The SNP lead seems to be getting smaller and smaller :/ it better not slump back down to pre referendum or the Unionists are gonna be all over it
ReplyDelete"Smaller and smaller"? What?! The last update showed an SNP lead of 20.5% - that's easily the highest it's been for weeks. It's now slipped to 17.6%, which is still higher than it's been most of the time since the referendum.
DeleteThe long-term trend is upwards, John, not downwards.
The sub sample partially overlaps the full scale Survation poll, and we have two YouGovs and a Populus conducted on the same dates or after, all showing huge SNP leads. It's a freak result.
ReplyDeleteAs for the trend, it's pretty obvious that full scale Scottish polls give a truer picture of where things stand than sub samples, and the trend is an increase in the SNP lead.
Actually Survation don't weight their GB results by recalled Westminster vote (neither do Opinium by the way); they did at one time but then stopped. They do weight their Scottish polls by recalled 2011 vote and now by recalled referendum vote as well - though confusingly they don't say this in their methodology section. As it happens this Survation poll recalled vote (40/30/23/8) matched actual (37/30/24/10) pretty closely after other weighting.
ReplyDeleteOne thing that is odd about this though is that the Scottish sample is so small.
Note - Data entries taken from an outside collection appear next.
PR #373, opened 2023-05-25
Add kusama feature

AndreiEres:
Kusama updated its metadata and now it's diferrent from the polkadot's one. So that we need to add support for both of them at least until they use same metadata again.


alvicsam (approved):

sandreim:
Best practice is add a descriptive comment for the reasoning of the PR, instead of leaving that field blank. In this case I know why we need this, since we discussed it offline, but others don't

sandreim (approved):

.gitlab-ci.yml
```diff
@@ -126,12 +136,15 @@ build:
   <<:                              *collect-artifacts
   script:
     - mkdir ./artifacts || echo "dir exists"
-    - mkdir ./artifacts/polkadot || echo "dir exists"
     - mkdir ./artifacts/rococo || echo "dir exists"
-    - time cargo build --release --no-default-features --features=polkadot
-    - cp target/release/{polkadot-block-time,polkadot-jaeger,polkadot-kvdb,polkadot-parachain-tracer,polkadot-whois} ./artifacts/polkadot/
+    - mkdir ./artifacts/kusama || echo "dir exists"
```
alvicsam, line 140: consider using `mkdir -p`

PR #374, opened 2023-05-25
Bump v0.2.7

AndreiEres:


alexggh (approved):
Why is the bump needed for this case ?

AndreiEres:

Normally Scots tend to be pretty enthusiastic about replying anyway and that has been particularly true this yea with the higher level of political engagement . But in this poll the 74 had to be weighted up to 86 - compare for example today's YouGov where 216 respondents from Scotland had to be down-weighted to 143.
This may well have something to do with the two surveys being so close, though if they're using a big enough panel that shouldn't matte3r.
According to the methodological note at the top of their datasets, Survation do weight by target figures from the 2010 general election. I suppose it's possible that they might have forgotten to correct out-of-date information, but a cursory glance at the numbers certainly gives the impression that they weight by past vote recall.